Authored by lntue on Sep 14 2022, 8:51 AM.

Details

Summary

Reduce the number of subintervals that need lookup table and optimize
the evaluation steps.

Currently, exp2f is computed by reducing to 2^hi * 2^mid * 2^lo where
-16/32 <= mid <= 15/32 and -1/64 <= lo <= 1/64, and 2^lo is then
approximated by a degree 6 polynomial.

Experiment with Sollya showed that by using a degree 6 polynomial, we
can approximate 2^lo for a bigger range with reasonable errors:

> P = fpminimax((2^x - 1)/x, 5, [|D...|], [-1/64, 1/64]);
> dirtyinfnorm(2^x - 1 - x*P, [-1/64, 1/64]);
0x1.e18a1bc09114def49eb851655e2e5c4dd08075ac2p-63

> P = fpminimax((2^x - 1)/x, 5, [|D...|], [-1/32, 1/32]);
> dirtyinfnorm(2^x - 1 - x*P, [-1/32, 1/32]);
0x1.05627b6ed48ca417fe53e3495f7df4baf84a05e2ap-56

So we can optimize the implementation a bit with:

  1. Reduce the range to mid = i/16 for i = 0..15 and -1/32 <= lo <= 1/32
  2. Store the table 2^mid in bits, and add hi directly to its exponent field to compute 2^hi * 2^mid
  3. Rearrange the order of evaluating the polynomial approximating 2^lo.

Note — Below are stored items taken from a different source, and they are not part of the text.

PR #5165, opened 2022-03-14
[core] fix(AsyncControllableInput): handle compound composition events

Athenodoros:
There's an issue with the AsyncControllableInput, where Korean input can lead to incorrect values being stored.

#### The Bug

The cause is the way that Korean handles keyboard events: letters in the Korean language are combined into symbols, which are bubbled up as [CompositionEvents](https://developer.mozilla.org/en-US/docs/Web/API/CompositionEvent). For instance, when typing the characters `ㄷ` -> `ㅣ` -> `ㄱ` -> `ㅏ`, they would successively render as `ㄷ`, `디`, `딕`, `디가` - note that with the last input the value splits out into two characters, which manifests as one CompositionEvent (`디`) ending and then a new one (`가`) immediately starting. I put together some logging to show the flow (times in seconds, logging code [here](https://github.com/Athenodoros/blueprint/blob/hms/composition-logging/packages/core/src/components/forms/asyncControllableInput.tsx)):

Screen Shot 2022-03-14 at 11 49 44 AM

Currently, this gives incorrect results with AsyncControllableInput: because the `value` prop can be updated on a delay (eg. [example from the docs](https://github.com/palantir/blueprint/blob/develop/packages/docs-app/src/examples/core-examples/inputGroupExample.tsx)), when the first composition ends the stored value (`디`) is blown away by the old state (`딕`), which results in the incorrect final result `닥가` (note the extra `ㄱ` in the first character).

#### The solution

As far as I can tell, there's no way in the onCompositionEnd callback to determine whether another CompositionEvent is about to start. If that's the case, the best solution I can think of is to manually wait to unlock the component for edits after some time delay - I've chosen 10ms, because in my experimentation it was always <=1ms before the next event started.

#### Checklist

- [x] Includes tests
- [ ] Update documentation

Is there documentation I should add?

### DIFF
--- a/packages/core/src/components/forms/asyncControllableInput.tsx
+++ b/packages/core/src/components/forms/asyncControllableInput.tsx
@@ -146,6 +146,9 @@ export class AsyncControllableInput extends React.PureComponent<
     };
 
     private handleCompositionEnd = (e: React.CompositionEvent<HTMLInputElement>) => {
+        // In some non-latin languages, a keystroke can end a composition event and immediately afterwards open another.
+        // This timeout unlocks nextValue to be overwritten by the `value` prop, if and only if a delay (10ms) has
+        // passed without a new composition event starting.
         this.compositionStatusTimeoutID = window.setTimeout(() => this.setState({ isComposing: false }), 10);
         this.props.onCompositionEnd?.(e);
     };
--- a/packages/core/src/components/forms/asyncControllableInput.tsx
+++ b/packages/core/src/components/forms/asyncControllableInput.tsx
@@ -17,7 +17,7 @@
 import * as React from "react";
 import { polyfill } from "react-lifecycles-compat";
 
-import { DISPLAYNAME_PREFIX } from "../../common/props";
+import { AbstractPureComponent2, DISPLAYNAME_PREFIX } from "../../common";
 
 export interface IAsyncControllableInputProps
     extends React.DetailedHTMLProps<React.InputHTMLAttributes<HTMLInputElement>, HTMLInputElement> {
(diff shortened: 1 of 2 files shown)


palantirtech:
Thanks for your interest in [palantir/blueprint](https://github.com/palantir/blueprint), @Athenodoros! Before we can accept your pull request, you need to sign our contributor license agreement - just visit https://cla.palantir.com/ and follow the instructions. Once you sign, I'll automatically update this pull request.

packages/core/src/components/forms/asyncControllableInput.tsx
```diff
@@ -134,17 +142,21 @@ export class AsyncControllableInput extends React.PureComponent<
...
     };
 
     private handleCompositionEnd = (e: React.CompositionEvent<HTMLInputElement>) => {
-        this.setState({ isComposing: false });
+        // In some non-latin languages, a keystroke can end a composition event and immediately afterwards start another.
+        // This can lead to unexpected characters showing up in the text input. In order to circumvent this problem, we
+        // use a timeout which creates a delay which merges the two composition events, creating a more natural and predictable UX.
+        // `this.state.nextValue` will become "locked" (it cannot be overwritten by the `value` prop) until a delay (10ms) has
+        // passed without a new composition event starting.
+        this.cancelPendingCompositionEnd = this.setTimeout(
```
adidahiya, line 156: @Athenodoros we have a mechanism in `AbstractPureComponent2` to cancel outstanding timeouts / intervals when components unmount, so I've gone ahead and used that here instead of the lower-level `window.setTimeout`

packages/core/src/components/forms/asyncControllableInput.tsx
```diff
@@ -134,17 +142,21 @@ export class AsyncControllableInput extends React.PureComponent<
...
+            () => this.setState({ isComposing: false }),
+            AsyncControllableInput.COMPOSITION_END_DELAY,
+        );
         this.props.onCompositionEnd?.(e);
```
adidahiya, line 160: @Athenodoros looks like we still fire the `onCompositionEnd` callback without the new delay... that sounds fine to me for now, but I just want to make sure that doesn't cause any problems for you using the component with korean characters?

adidahiya (approved):

adidahiya:
docs preview: https://52033-71939872-gh.circle-artifacts.com/0/packages/docs-app/dist/index.html#core/components/text-inputs.input-group

first input group in that example uses `asyncControl={true}`. could you verify the bug is fixed with korean characters there @Athenodoros?

packages/core/src/components/forms/asyncControllableInput.tsx
Athenodoros: I think it's fine - anyone overriding onCompositionEnd should probably have the native behaviour (and I think React's synthetic events don't work well with timeouts anyway?). If it becomes a problem then I think they're probably doing something specific enough that they can manage the composition events themselves...

I can't see anywhere onCompositionEnd is actually supplied - most of the benefit of using this component is in not having to think about it.

Athenodoros:
Yep, looks good to me - thanks @adidahiya!

PR #5168, opened 2022-03-15
[core] fix(OverflowList): improve spacer width check

### LINKED ISSUE #5167: Overflow list does not detect popover size correctly due to scale
#### Code Sandbox

Link to a minimal repro https://codesandbox.io/s/blueprint-sandbox-forked-xcw0jp?file=/src/index.tsx

#### Steps to reproduce

Use an overflow list in a popover with the minimal prop set to false

#### Actual behavior

The overflow list will never render more than one element

#### Expected behavior

The overflow list renders as many elements as fit in the container

#### Possible solution
- We currently scale the popover in css [here](https://github.com/palantir/blueprint/blob/33c3af317ba77238bf0ea66ccb33f6043d714781/packages/popover2/src/_common.scss#L90)
- If we switch to using `element.offsetWidth` instead of `element.getBoundingClientRect().width` it will remove the scale factor from the spacer repartition check.

dylanrcooke:
#### Checklist

- [ ] Includes tests
- [ ] Update documentation

Fix the OverflowList spacer width check to account for css scaling

Any risks to using `offsetWidth` instead of `getBoundingClientRect()`

#### Screenshot

No user facing change

### DIFF
--- a/packages/core/src/components/overflow-list/overflowList.tsx
+++ b/packages/core/src/components/overflow-list/overflowList.tsx
@@ -151,7 +151,7 @@ export class OverflowList<T> extends React.Component<OverflowListProps<T>, IOver
     /** A cache containing the widths of all elements being observed to detect growing/shrinking */
     private previousWidths = new Map<Element, number>();
 
-    private spacer: Element | null = null;
+    private spacer: HTMLElement | null = null;
 
     public componentDidMount() {
         this.repartition(false);
@@ -255,7 +255,7 @@ export class OverflowList<T> extends React.Component<OverflowListProps<T>, IOver
                 overflow: [],
                 visible: this.props.items,
             }));
-        } else if (this.spacer.getBoundingClientRect().width < 0.9) {
+        } else if (this.spacer.offsetWidth < 0.9) {
             // spacer has flex-shrink and width 1px so if it's much smaller then we know to shrink
             this.setState(state => {
                 if (state.visible.length <= this.props.minVisibleItems!) {


palantirtech:
Thanks for your interest in [palantir/blueprint](https://github.com/palantir/blueprint), @dylanrcooke! Before we can accept your pull request, you need to sign our contributor license agreement - just visit https://cla.palantir.com/ and follow the instructions. Once you sign, I'll automatically update this pull request.

packages/core/src/components/overflow-list/overflowList.tsx
```diff
@@ -151,7 +151,7 @@ export class OverflowList<T> extends React.Component<OverflowListProps<T>, IOver
     /** A cache containing the widths of all elements being observed to detect growing/shrinking */
     private previousWidths = new Map<Element, number>();
 
-    private spacer: Element | null = null;
+    private spacer: HTMLElement | null = null;
```
invliD, line 154: Technically this no longer allows non-HTML usage of the overflow list, but given that it's relatively specific for HTML layout, I'm ok with this.

packages/core/src/components/overflow-list/overflowList.tsx
```diff
@@ -255,7 +255,7 @@ export class OverflowList<T> extends React.Component<OverflowListProps<T>, IOver
                 overflow: [],
                 visible: this.props.items,
             }));
-        } else if (this.spacer.getBoundingClientRect().width < 0.9) {
+        } else if (this.spacer.offsetWidth < 0.9) {
```
invliD, line 258: I tested this works in our internal repro.

invliD (approved):
@adidahiya to confirm that this minor break is ok. We'll also need this on 4.x.

adidahiya (approved):

PR #5171, opened 2022-03-16
[select] fix: mark items arrays as readonly where appropriate

### LINKED ISSUE #4976: Select's types don't accept readonly item arrays
#### Environment

- __Package version(s)__:
  - @blueprintjs/core: 3.48.0
  - @blueprintjs/select: 3.17.0
- __Operating System__: macOS 11.6
- __Browser name and version__: Firefox 92

#### Code Sandbox

https://codesandbox.io/s/blueprint-sandbox-forked-8sm3h?file=/src/index.tsx

#### Steps to reproduce

1.  open above link

#### Actual behavior

The code does not compile

#### Expected behavior

Select should be able to receive readonly array since it does not mutate the passed array.

#### Possible solution

Annotate the props with `readonly`

maclockard:
#### Checklist

- [x] Includes tests
- [x] Update documentation

Added readonly annotations to select array props

The types

### DIFF
--- a/packages/docs-app/src/examples/select-examples/multiSelectExample.tsx
+++ b/packages/docs-app/src/examples/select-examples/multiSelectExample.tsx
@@ -209,7 +209,7 @@ export class MultiSelectExample extends React.PureComponent<IExampleProps, IMult
         this.selectFilms([film]);
     }
 
-    private selectFilms(filmsToSelect: readonly IFilm[]) {
+    private selectFilms(filmsToSelect: IFilm[]) {
         const { createdItems, films, items } = this.state;
 
         let nextCreatedItems = createdItems.slice();
@@ -259,7 +259,7 @@ export class MultiSelectExample extends React.PureComponent<IExampleProps, IMult
         }
     };
 
-    private handleFilmsPaste = (films: readonly IFilm[]) => {
+    private handleFilmsPaste = (films: IFilm[]) => {
         // On paste, don't bother with deselecting already selected values, just
         // add the new ones.
         this.selectFilms(films);
--- a/packages/docs-app/src/examples/select-examples/multiSelectExample.tsx
+++ b/packages/docs-app/src/examples/select-examples/multiSelectExample.tsx
@@ -209,7 +209,7 @@ export class MultiSelectExample extends React.PureComponent<IExampleProps, IMult
         this.selectFilms([film]);
     }
 
-    private selectFilms(filmsToSelect: IFilm[]) {
+    private selectFilms(filmsToSelect: readonly IFilm[]) {
         const { createdItems, films, items } = this.state;
 
         let nextCreatedItems = createdItems.slice();
@@ -259,7 +259,7 @@ export class MultiSelectExample extends React.PureComponent<IExampleProps, IMult
         }
     };
 
-    private handleFilmsPaste = (films: IFilm[]) => {
+    private handleFilmsPaste = (films: readonly IFilm[]) => {
         // On paste, don't bother with deselecting already selected values, just
         // add the new ones.
         this.selectFilms(films);
--- a/packages/docs-theme/src/components/navigator.tsx
+++ b/packages/docs-theme/src/components/navigator.tsx
@@ -85,7 +85,7 @@ export class Navigator extends React.PureComponent<INavigatorProps> {
     }
 
     private filterMatches: ItemListPredicate<INavigationSection> = (query, items) =>
-        filter([...items], query, {
+        filter(items, query, {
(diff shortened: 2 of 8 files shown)


packages/select/src/common/predicate.ts
```diff
@@ -18,7 +18,7 @@
  * A custom predicate for returning an entirely new `items` array based on the provided query.
  * See usage sites in `IListItemsProps`.
  */
-export type ItemListPredicate<T> = (query: string, items: T[]) => T[];
+export type ItemListPredicate<T> = (query: string, items: readonly T[]) => T[];
```
maclockard: Changing the types of callback arguments may cause compile breaks for consumers, but should be easily fixed, since if they were mutating this argument here, it was probably causing problems

packages/docs-theme/src/components/navigator.tsx
```diff
@@ -85,7 +85,7 @@ export class Navigator extends React.PureComponent<INavigatorProps> {
     }
 
     private filterMatches: ItemListPredicate<INavigationSection> = (query, items) =>
-        filter(items, query, {
+        filter([...items], query, {
```
maclockard: could also cast as a writable array instead. Problem here is the upstream types for `filter` from `fuzzaldrin-plus` don't use `readonly` for this argument

packages/select/src/common/listItemsProps.ts
```diff
@@ -155,7 +155,7 @@ export interface IListItemsProps<T> extends Props {
     /**
      * Callback invoked when multiple items are selected at once via pasting.
      */
-    onItemsPaste?: (items: T[]) => void;
+    onItemsPaste?: (items: readonly T[]) => void;
```
maclockard: this one is optional since `items` here appears to be a new array when this callback is invoked.

packages/docs-app/src/examples/select-examples/multiSelectExample.tsx
```diff
@@ -209,7 +209,7 @@ export class MultiSelectExample extends React.PureComponent<IExampleProps, IMult
         this.selectFilms([film]);
     }
 
-    private selectFilms(filmsToSelect: IFilm[]) {
+    private selectFilms(filmsToSelect: readonly IFilm[]) {
```
adidahiya: this seems like a breaking change for consumers, no? looks like you were getting TS compilation errors until you changed this.

maclockard: Yeah, that was what I was talking about here: https://github.com/palantir/blueprint/pull/5171#discussion_r828450664 

It is a compile time break, but if people were actually modifying the array I would imagine the select wouldn't be working.

However, it's easy enough to make a mutable copy of the item list and pass that to the callback instead if you'd prefer to avoid the compile time break

adidahiya: yeah, i'd prefer that to avoid upgrade surprises right now. I don't want to force consumers to add the `readonly ` even if it's easy to do so. we can make the compile break in v5.0 (v4 is already closed for breaking changes)

adidahiya (approved):

adidahiya:
I have to revert this, it's causing downstream compilation errors:

```
[error] TypeScript error packages/[redacted]/filterable-select.tsx:25:9 - error TS2345: Argument of type 'readonly T[]' is not assignable to parameter of type 'T[]'.
  The type 'readonly T[]' is 'readonly' and cannot be assigned to the mutable type 'T[]'.

25         items,
           ~~~~~
```

maclockard:
@adidahiya curious if that's actually coming from using a `Select`/`QueryList`/etc component or if its coming from downstream consumer reusing `IListItemsProps`/`ISelectProps`/etc for their own components?

I suspect it's probably the second looking at the file name. If that's the case, seems easy enough to only apply the change for types blueprint components use, and leave the exported types alone?

adidahiya:
It is the latter, "downstream consumer reusing `ISelectProps` for their own components". I'm open to an alternative fix if you want to send a PR. I'll test it downstream before merging.

maclockard:
hmmm, now that I think about it, my potential solution to that problem kinda falls under 'no one wins' territory since folks trying to get the actual prop types will have trouble.

I think it makes sense to do this as a breaking change as a part of v5. That way we could also fix the callback types as well. What does queuing a change for v5 look like?

adidahiya:
> What does queuing a change for v5 look like?

I'm not ready for this yet, but i'll have a process for this ready in the next few weeks. Stay tuned

PR #5172, opened 2022-03-16
chore: upgrade typescript, replace resize-observer-polyfill

adidahiya:
- Upgrade TypeScript to v4.6
- Replace resize-observer-polyfill with @juggle/resize-observer
  - The former has type conflict errors with TS 4.2 and is unmaintained, see https://github.com/que-etc/resize-observer-polyfill/issues/83
  - [@juggle/resize-observer](https://github.com/juggle/resize-observer) looks like a better maintained alternative


adidahiya:
confirmed that copy-pasting cells in the table component still works :+1:

PR #5202, opened 2022-03-27
[table] fix(Table2): uncontrolled resizing of cols/rows

mattskrobola:
Fixes resizing rows/cols not visually updating for Tables that don't use the `columnWidths` / `rowHeights` prop.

Performance benchmark using perf tool from the CORE-MATH project on Ryzen 1700:

$ CORE_MATH_PERF_MODE="rdtsc" ./perf.sh exp2f
GNU libc version: 2.35
GNU libc release: stable
CORE-MATH reciprocal throughput   : 9.534
System LIBC reciprocal throughput : 6.229

BEFORE:
LIBC reciprocal throughput        : 21.405
LIBC reciprocal throughput        : 15.241    (with `-msse4.2` flag)
LIBC reciprocal throughput        : 11.111    (with `-mfma` flag)

AFTER:
LIBC reciprocal throughput        : 18.617
LIBC reciprocal throughput        : 12.852    (with `-msse4.2` flag)
LIBC reciprocal throughput        : 9.253     (with `-mfma` flag)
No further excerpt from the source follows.